What isn’t buildable yet (or at all)
A few patterns that come up in conversation but that we typically recommend against, for practical or licensing reasons:
- An app that directly licenses By Lawyers content from outside the user firm’s own subscription. This sits at the boundary of how By Lawyers content is distributed. The user-mediated pattern described above (Pattern B) addresses the same need differently and is the path most LEAP marketplace apps currently take.
- An agent that operates fully autonomously inside LEAP with no human review of state-changing actions. Technically possible; in our experience, not a defensible posture under the supervision principle as currently articulated.
- An agent that gives legal advice to clients directly. Whatever the technology can do, the framing matters — agentive AI in legal practice is a productivity tool for the solicitor, not a substitute for legal advice given by the solicitor.
- An agent that handles trust account transactions. Trust accounting has its own regulator framework and is not somewhere we recommend agentive AI for early deployments.
The honest conclusion
The technical components for agentive AI in Australian legal practice exist and are reasonably mature. The framework choice (OpenClaw vs Hermes Agent vs other), the model choice (local vs remote, Hermes vs Claude vs OpenAI), and the integration path (LEAP API, custom matter-plan library) are all decisions firms can make today. What firms cannot do is assume away the regulatory layer or the By Lawyers licensing wall. Both are real and both shape what gets built.

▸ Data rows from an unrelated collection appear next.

PR #663, opened 2018-08-24
forget dates before adding new ones

GlazerMann:


apiFunctions.php
```diff
@@ -151,6 +151,8 @@ function arxiv_api($ids, $templates) {
         $current_year = $this_template->get_without_comments_and_placeholders('year');
         if (!$current_year
         ||  (preg_match('~\d{4}~', $current_year) && $current_year < $match[2])) {
+          $this_template->forget('date');
+          $this_template->forget('year');
```
ms609: Can we be confident that the data we've obtained from arxiv will always be more reliable than anything that the user has entered?

GlazerMann: Not really.  I should note that the code right now just overwrites the user input data.  This just makes sure that the old data is removed first.

GlazerMann: Not really.  I should note that the code right now just overwrites the user input data.  This just makes sure that the old data is removed first.  I think the idea is that if we find "journal data", then that is an upgrade to the arxiv date.

ms609: Fair enough.  I wonder whether we can do better in respecting user-input data.  In particular, we should use rename instead of forget if we can, to avoid disrupting internal formatting.

PR #664, opened 2018-08-24
improve arXiv data usage 

GlazerMann:
Parsing now all in a single function.
All Regex's are tested
Warning code for new regex's being needed added


GlazerMann:
The problem with using regex is that it does not realize that pages can be 2011, it thinks that they are years.

GlazerMann:
Using a regex is dangerous with:
    <arxiv:journal_ref xmlns:arxiv="http://arxiv.org/schemas/atom">Phys. Rev. Lett. 117, 211101 (2016)</arxiv:journal_ref>

ms609:
Perhaps we could use the test-led development paradigm here, and build a battery of tests (perhaps in this PR) that encompasses all the formats that we're likely to come across.  We can then hack at the code until all these cases are satisfied.

GlazerMann:
Very much test lead needed

GlazerMann:
view-source:https://export.arxiv.org/api/query?start=0&max_results=2000&id_list=nucl-ex/0106015

GlazerMann:
view-source:https://export.arxiv.org/api/query?start=0&max_results=2000&id_list=nucl-ex/0101014

GlazerMann:
view-source:https://export.arxiv.org/api/query?start=0&max_results=2000&id_list=nucl-ex/0102014

GlazerMann:
view-source:https://export.arxiv.org/api/query?start=0&max_results=2000&id_list=nucl-ex/0103014

GlazerMann:
view-source:https://export.arxiv.org/api/query?start=0&max_results=2000&id_list=nucl-ex/0107014

GlazerMann:
view-source:https://export.arxiv.org/api/query?start=0&max_results=2000&id_list=1708.07261
JAP, 122, 104902 (2017)
view-source:https://export.arxiv.org/api/query?start=0&max_results=2000&id_list=nucl-ex/0109014
Phys.Rev.A66:022109,2002

GlazerMann:
Code needs to detect case and then process.
If fits none of the six known case then prints a warning

GlazerMann:
Thoughts on new code?
Also need to copy to other place where same code exists

GlazerMann:
And I need to double check Regex

GlazerMann:
This is now "test driven" to the extent that I found three formats by just downloading some arXiv data.  The test suite found two more formats.  The code prints information when run if it finds something new (It is an error when running in Travis).

GlazerMann:
Should we turn this into a function call or is the template version going to be gone soon?

ms609:
Good question!  Worth looking at any calls to the template version and seeing whether they can be replaced.  Unfortunately I'm back in a time-poor phase so it might be a little while until I can finish the job...

GlazerMann:
@ms609 I am time poor now too.  Please accept this now and we can work on code duplication later

GlazerMann:
I will add these
1606.02558
1208.3207
0905.1039
0809.0880

GlazerMann:
code coverage shows all RegEx getting used

PR #672, opened 2018-08-25
Forget Google publishers

ms609:


GlazerMann:
A quick search found these
publisher=Google News Archive
publisher=[[Google]] 
publisher=Google News
publisher=Google.com
publisher=[[Google News]]

ms609:
gottem, thanks!

PR #677, opened 2018-08-26
Drop user name from researchgate URLs

GlazerMann:
Reduced number of tests

### DIFF
--- a/tests/phpunit/TemplateTest.php
+++ b/tests/phpunit/TemplateTest.php
@@ -1038,19 +1038,7 @@ ER -  }}';
     
   public function testTrimResearchGateETC() {
     $want = 'https://www.researchgate.net/publication/320041870';
-    $text = '{{cite journal|url=https://www.researchgate.net/publication/320041870}}';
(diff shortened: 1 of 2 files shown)


tests/phpunit/TemplateTest.php
```diff
@@ -1053,6 +1053,9 @@ public function testTrimResearchGateETC() {
     $text = '{{cite journal|url=http://researchgate.net/publication/320041870_EXTRA_STUFF_ON_END}}';
     $prepared = $this->prepare_citation($text);
     $this->assertEquals($want, $prepared->get('url'));
+    $text = '{{cite journal|url=https://www.researchgate.net/profile/hello_user-person/publication/320041870_EXTRA_STUFF_ON_EN}}';
```
ms609: Do we need both tests here, or can we simply replace the previous test with the new one?

GlazerMann: I want to test both just to make sure we don’t accidentally require a / character.   I almost did that error

PR #689, opened 2018-08-27
reduce printing of internal information

GlazerMann:
Don't report strtolower('CITATION_BOT_PLACEHOLDER_BARE_URL') as unrecognized parameter

Or worse accidentally fix it!!!

### DIFF
--- a/Template.php
+++ b/Template.php
@@ -2289,7 +2289,7 @@ final class Template {
   foreach ($this->param as $p) {
     ++$i;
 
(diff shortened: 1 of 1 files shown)


GlazerMann:
@ms609 This looks good.  Please accept to clean up logs users see.

ms609:
Not had the chance yet to explore why this is necessary, as I've added this parameter to our list of supported parameters (which seems the less ad-hoc way to go).  Perhaps I need to update the code on the server.

GlazerMann:
That works👍🏻

PR #691, opened 2018-08-28
Strip off citeseerx ends like  &rep=rep1&type=pdf

GlazerMann:


GlazerMann:
Test added thankfully since the code was broken

PR #1066, opened 2025-01-09
Refactor `left_pad_zeros_up_to_size` to a parameter in the `FixedSizeBytes` constructor

marioevz:
Changes `left_pad_zeros_up_to_size` to be instead an optional parameter in all classes that inherit `FixedSizeBytes`.

So for example `Hash(left_pad_zeros_up_to_size("0x00", 32))` is equivalent to `Hash("0x00", left_padding=True)`.

If neither `left_padding` or `right_padding` are specified, and the input is shorter than the expected size, an exception is raised.

### DIFF
--- a/tests/cancun/eip1153_tstore/test_tstorage_execution_contexts.py
+++ b/tests/cancun/eip1153_tstore/test_tstorage_execution_contexts.py
@@ -8,13 +8,13 @@ from typing import Dict, Mapping
 
 import pytest
 
-from ethereum_test_base_types.conversions import left_pad_zeros_up_to_size
 from ethereum_test_tools import (
     Account,
     Address,
     Alloc,
     Bytecode,
     Environment,
+    Hash,
     StateTestFiller,
     Transaction,
 )
@@ -308,7 +308,7 @@ def tx(pre: Alloc, caller_address: Address, callee_address: Address) -> Transact
     return Transaction(
         sender=pre.fund_eoa(),
         to=caller_address,
-        data=left_pad_zeros_up_to_size(callee_address, 32),
+        data=Hash(callee_address, left_padding=True),
         gas_limit=1_000_000,
     )
 
--- a/tests/shanghai/eip4895_withdrawals/test_withdrawals.py
+++ b/tests/shanghai/eip4895_withdrawals/test_withdrawals.py
@@ -10,7 +10,6 @@ from typing import Dict, List, Mapping
 import pytest
 
 from ethereum_clis import TransitionTool
-from ethereum_test_base_types.conversions import left_pad_zeros_up_to_size
 from ethereum_test_forks import Cancun, Fork
 from ethereum_test_tools import (
     EOA,
@@ -19,6 +18,7 @@ from ethereum_test_tools import (
     Alloc,
     Block,
     BlockchainTestFiller,
+    Hash,
     Transaction,
     TransactionException,
     Withdrawal,
@@ -201,7 +201,7 @@ def test_balance_within_block(blockchain_test: BlockchainTestFiller, pre: Alloc)
                     sender=sender,
                     gas_limit=100000,
                     to=contract_address,
-                    data=left_pad_zeros_up_to_size(recipient, 32),
+                    data=Hash(recipient, left_padding=True),
                 )
             ],
             withdrawals=[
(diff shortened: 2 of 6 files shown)


winsvega:
That undo the very same idea we wanted to ibtroduce is to restrict assigment of fixed bytes of different sizes

marioevz:
> The point was to make it explicit, so we think about bytes size when writing the tests

But isn't the parameter explicit enough? if no parameter is passed and the byte length is shorter, an error will be raised, so the tester has to explicitly:
- Before this PR: Use the `left_pad_zeros_up_to_size`.
- After this PR: Pass either the `left_padding` or the `right_padding` parameter as `True`.

I guess my point is that both are explicit ways to ensure that the tester knows what they are doing, just that the second one is a bit more convenient.

tests/cancun/eip1153_tstore/test_tstorage_execution_contexts.py
```diff
@@ -308,7 +308,7 @@ def tx(pre: Alloc, caller_address: Address, callee_address: Address) -> Transact
     return Transaction(
         sender=pre.fund_eoa(),
         to=caller_address,
-        data=left_pad_zeros_up_to_size(callee_address, 32),
+        data=Hash(callee_address, left_padding=True),
```
winsvega, line 311: again the number 32 is implicit

winsvega:
I see, so to conclude: 
1) any fixedBytes can be initialized from the string "0x11" of a smaller size if we provide padding flag. 
2) fixedBytes can be init with int, which will mean it is left padded by 00 as hash

it is a bit confusing if we provide no padding flag, we can write code that will throw an exception without realizing it. 
I usually try to put there enum as a required parameter in such cases, but here there is a scenario when str does not need padding. 

I agree that it is handy compared to importing a converter function. 

Shall the unit tests be rewritten back with the flag? because I put explicit long strings there

tests/cancun/eip1153_tstore/test_tstorage_execution_contexts.py
marioevz: Yes, but I think at this point the tester has already selected `Hash` so they know they needed a 32-byte constructor.

Another entirely different discussion could be that the hashes become longer in the future, but in that case I think we need a completely new class.

marioevz:
> Ah, can we overload constructor so if it takes only str, it will throw if string byte representation has incorrect size But we can use another constructor where it takes str and enum. so
> 
> Hash("0x01", ZEROPAD::LEFT) = Hash(0x01) will make Hash `0x00..00001` Hash("0x01") throws an exception 0x01 has incorrect size
> 
> ah I see python has no overload constuctors. so the default value of padding will be ZEROPAD.NONE

Yes exactly, the magic happens here (this is in the `FixedSizeBytes` class so applies to all subclasses):

```python
    def __new__(
        cls,
        input_bytes: FixedSizeBytesConvertible | T,
        *,
        left_padding: bool = False,
        right_padding: bool = False,
    ):
```

The asterisk on the fourth line means that no other positional arguments to the function are accepted, so if you do `Hash(0x1)`, the `0x1` is taken as the single and only positional argument `input_bytes`.

The arguments after the asterisk are keyword arguments, which means they have to be explicitly named when the function called, so `Hash(0x1, True)` will not work, it has to be either `Hash(0x1, left_padding=True)` or `Hash(0x1, right_padding=True)`.

Also since they have a default of `False` it means that the function can be called without them.

I thought about doing perhaps `Hash(0x1, padding="left")` or `Hash(0x1, padding="right")` but I don't really like letting the user have to write values to a string input. With an enum like `Hash(0x1, padding=FixedSizeBytesPadding.Left)` the downside is that `FixedSizeBytesPadding` would have to be imported.

tests/shanghai/eip4895_withdrawals/test_withdrawals.py
```diff
@@ -373,7 +373,7 @@ def test_self_destructing_account(
         sender=sender,
         gas_limit=100000,
         to=self_destruct_contract_address,
-        data=left_pad_zeros_up_to_size(recipient, 32),
+        data=Hash(recipient, left_padding=True),
```
winsvega, line 376: lets name Hash Hash32 because in tests we have Hash8 (block nonce) and Hash20 (address)

PR #1067, opened 2025-01-09
feat(tests): EIP-152 precompiled contracts with Blake2

reedsa:
## 🗒️ Description
Add tests for [EIP-152: BLAKE2 compression function `F` precompile](https://github.com/ethereum/EIPs/blob/master/EIPS/eip-152.md).

Test cases pulled from https://github.com/ethereum/tests/blob/develop/src/GeneralStateTestsFiller/stPreCompiledContracts/blake2BFiller.yml

## 🔗 Related Issues

ethereum/tests#1431

## ✅ Checklist

### DIFF
--- a/tests/istanbul/eip152_blake2/test_blake2.py
+++ b/tests/istanbul/eip152_blake2/test_blake2.py
@@ -1,0 +1,581 @@
+"""
+abstract: Tests [EIP-152: BLAKE2b compression precompile](https://eips.ethereum.org/EIPS/eip-152)
+    Test cases for [EIP-152: BLAKE2b compression precompile](https://eips.ethereum.org/EIPS/eip-152).
+"""
+
+from dataclasses import dataclass
+
+import pytest
+
+from ethereum_test_tools import (
+    Account,
+    Alloc,
+    Environment,
+    StateTestFiller,
+    TestParameterGroup,
+    Transaction,
+)
+from ethereum_test_tools.vm.opcode import Opcodes as Op
+
+REFERENCE_SPEC_GIT_PATH = "EIPS/eip-152.md"
+REFERENCE_SPEC_VERSION = "5510973b40973b6aa774f04c9caba823c8ff8460"
+
+
+@dataclass(kw_only=True, frozen=True, repr=False)
+class Blake2bInput(TestParameterGroup):
+    """
+    Helper class that defines the BLAKE2b precompile inputs and creates the
+    call data from them. Returns all inputs encoded as bytes.
+
+    Attributes:
+        rounds_length (int): An optional integer representing the bytes length
+            for the number of rounds. Defaults to the expected length of 4.
+        rounds (int | str): A hex string or integer value representing the number of rounds.
+        h (str): A hex string that represents the state vector.
+        m (str): A hex string that represents the message block vector.
+        t_0 (int | str): A hex string or integer value that represents the first offset counter.
+        t_1 (int | str): A hex string or integer value that represents the second offset counter.
+        f (bool): An optional boolean that represents the final block indicator flag.
+            Defaults to True.
+
+    """
+
+    rounds_length: int = 4
+    rounds: int | str
+    h: str
+    m: str
+    t_0: int | str
+    t_1: int | str
+    f: bool | int = True
+
+    def create_blake2b_tx_data(self):
+        """Generate input for the BLAKE2b precompile."""
+        _rounds = self.rounds.to_bytes(length=self.rounds_length, byteorder="big")
+        _h = bytes.fromhex(self.h)
+        _m = bytes.fromhex(self.m)
+        _t_0 = (
+            bytes.fromhex(self.t_0)
+            if isinstance(self.t_0, str)
+            else self.t_0.to_bytes(length=8, byteorder="little")
+        )
+        _t_1 = (
+            bytes.fromhex(self.t_1)
+            if isinstance(self.t_1, str)
+            else self.t_1.to_bytes(length=8, byteorder="little")
+        )
+        _f = int(self.f).to_bytes(length=1, byteorder="big")
+
+        return _rounds + _h + _m + _t_0 + _t_1 + _f
+
+
+@dataclass(kw_only=True, frozen=True, repr=False)
+class ExpectedOutput(TestParameterGroup):
+    """
+    Expected test result.
+
+    Attributes:
+        call_succeeds (str | bool): A hex string or boolean to indicate whether the call was
+            successful or not.
+        data_1 (str): String value of the first updated state vector.
+        data_2 (str): String value of the second updated state vector.
+
+    """
+
+    call_succeeds: str | bool
+    data_1: str
+    data_2: str
+
+
+@pytest.mark.valid_from("Istanbul")
+@pytest.mark.parametrize(
+    ["data", "output"],
+    [
+        pytest.param(
+            Blake2bInput(
+                rounds=0,
+                rounds_length=0,
+                h="",
+                m="",
+                t_0="",
+                t_1="",
+            ),
+            ExpectedOutput(
+                call_succeeds=False,
+                data_1="0x00",
+                data_2="0x00",
+            ),
+            id="EIP-152-case0",
+        ),
+        pytest.param(
+            Blake2bInput(
+                rounds=12,
+                rounds_length=3,
+                h="48c9bdf267e6096a3ba7ca8485ae67bb2bf894fe72f36e3cf1361d5f3af54fa5d182e6ad7f520e511f6c3e2b8c68059b6bbd41fbabd9831f79217e1319cde05b",
+                m="6162630000000000000000000000000000000000000000000000000000000000000000000000000000000000000000000000000000000000000000000000000000000000000000000000000000000000000000000000000000000000000000000000000000000000000000000000000000000000000000000000000000000000",
+                t_0=3,
+                t_1=0,
+            ),
+            ExpectedOutput(
+                call_succeeds=False,
+                data_1="0x00",
+                data_2="0x00",
+            ),
+            id="EIP-152-case1",
+        ),
+        pytest.param(
+            Blake2bInput(
+                rounds=12,
+                rounds_length=5,
+                h="48c9bdf267e6096a3ba7ca8485ae67bb2bf894fe72f36e3cf1361d5f3af54fa5d182e6ad7f520e511f6c3e2b8c68059b6bbd41fbabd9831f79217e1319cde05b",
+                m="6162630000000000000000000000000000000000000000000000000000000000000000000000000000000000000000000000000000000000000000000000000000000000000000000000000000000000000000000000000000000000000000000000000000000000000000000000000000000000000000000000000000000000",
+                t_0=3,
+                t_1=0,
+            ),
+            ExpectedOutput(
+                call_succeeds=False,
+                data_1="0x00",
+                data_2="0x00",
+            ),
+            id="EIP-152-case2",
+        ),
+        pytest.param(
+            Blake2bInput(
+                rounds=12,
+                h="48c9bdf267e6096a3ba7ca8485ae67bb2bf894fe72f36e3cf1361d5f3af54fa5d182e6ad7f520e511f6c3e2b8c68059b6bbd41fbabd9831f79217e1319cde05b",
+                m="6162630000000000000000000000000000000000000000000000000000000000000000000000000000000000000000000000000000000000000000000000000000000000000000000000000000000000000000000000000000000000000000000000000000000000000000000000000000000000000000000000000000000000",
+                t_0=3,
+                t_1=0,
+                f=2,
+            ),
+            ExpectedOutput(
+                call_succeeds=False,
+                data_1="0x00",
+                data_2="0x00",
+            ),
+            id="EIP-152-case3",
+        ),
+        pytest.param(
+            Blake2bInput(
+                rounds=0,
+                h="48c9bdf267e6096a3ba7ca8485ae67bb2bf894fe72f36e3cf1361d5f3af54fa5d182e6ad7f520e511f6c3e2b8c68059b6bbd41fbabd9831f79217e1319cde05b",
+                m="6162630000000000000000000000000000000000000000000000000000000000000000000000000000000000000000000000000000000000000000000000000000000000000000000000000000000000000000000000000000000000000000000000000000000000000000000000000000000000000000000000000000000000",
+                t_0=3,
+                t_1=0,
+            ),
+            ExpectedOutput(
+                call_succeeds=True,
+                data_1="0x08c9bcf367e6096a3ba7ca8485ae67bb2bf894fe72f36e3cf1361d5f3af54fa5",
+                data_2="0xd282e6ad7f520e511f6c3e2b8c68059b9442be0454267ce079217e1319cde05b",
+            ),
+            id="EIP-152-case4",
+        ),
+        pytest.param(
+            Blake2bInput(
+                rounds=12,
+                h="48c9bdf267e6096a3ba7ca8485ae67bb2bf894fe72f36e3cf1361d5f3af54fa5d182e6ad7f520e511f6c3e2b8c68059b6bbd41fbabd9831f79217e1319cde05b",
+                m="6162630000000000000000000000000000000000000000000000000000000000000000000000000000000000000000000000000000000000000000000000000000000000000000000000000000000000000000000000000000000000000000000000000000000000000000000000000000000000000000000000000000000000",
+                t_0=3,
+                t_1=0,
+            ),
+            ExpectedOutput(
+                call_succeeds=True,
+                data_1="0xba80a53f981c4d0d6a2797b69f12f6e94c212f14685ac4b74b12bb6fdbffa2d1",
+                data_2="0x7d87c5392aab792dc252d5de4533cc9518d38aa8dbf1925ab92386edd4009923",
+            ),
+            id="EIP-152-case5",
+        ),
+        pytest.param(
+            Blake2bInput(
+                rounds=12,
+                h="48c9bdf267e6096a3ba7ca8485ae67bb2bf894fe72f36e3cf1361d5f3af54fa5d182e6ad7f520e511f6c3e2b8c68059b6bbd41fbabd9831f79217e1319cde05b",
+                m="6162630000000000000000000000000000000000000000000000000000000000000000000000000000000000000000000000000000000000000000000000000000000000000000000000000000000000000000000000000000000000000000000000000000000000000000000000000000000000000000000000000000000000",
+                t_0=3,
+                t_1=0,
+                f=False,
+            ),
+            ExpectedOutput(
+                call_succeeds=True,
+                data_1="0x75ab69d3190a562c51aef8d88f1c2775876944407270c42c9844252c26d28752",
+                data_2="0x98743e7f6d5ea2f2d3e8d226039cd31b4e426ac4f2d3d666a610c2116fde4735",
+            ),
+            id="EIP-152-case6",
+        ),
+        pytest.param(
+            Blake2bInput(
+                rounds=1,
+                h="48c9bdf267e6096a3ba7ca8485ae67bb2bf894fe72f36e3cf1361d5f3af54fa5d182e6ad7f520e511f6c3e2b8c68059b6bbd41fbabd9831f79217e1319cde05b",
+                m="6162630000000000000000000000000000000000000000000000000000000000000000000000000000000000000000000000000000000000000000000000000000000000000000000000000000000000000000000000000000000000000000000000000000000000000000000000000000000000000000000000000000000000",
+                t_0=3,
+                t_1=0,
+            ),
+            ExpectedOutput(
+                call_succeeds=True,
+                data_1="0xb63a380cb2897d521994a85234ee2c181b5f844d2c624c002677e9703449d2fb",
+                data_2="0xa551b3a8333bcdf5f2f7e08993d53923de3d64fcc68c034e717b9293fed7a421",
+            ),
+            id="EIP-152-case7",
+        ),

The firms we’ve seen approach this most successfully start narrow, design for confidentiality and supervision by construction, take their professional obligations seriously throughout, and treat the technology as a productivity layer for the solicitor — not a replacement for solicitor judgement. There’s real value to be captured that way. The full-agentive picture — an AI that runs the legal practice autonomously — is a different conversation, and one that the technical layer doesn’t bring meaningfully closer.
This article is general information about technology integration in Australian legal practice. It is not legal advice and does not address any specific firm’s circumstances. Solicitors considering deployment of agentive AI in their practice should seek qualified professional advice on their obligations under the Legal Profession Uniform Law (or equivalent state regulatory framework) and the Australian Solicitors’ Conduct Rules. References in this article to current regulator guidance, vendor capabilities, and platform integration surfaces reflect publicly-available information as of mid-2026 and may change.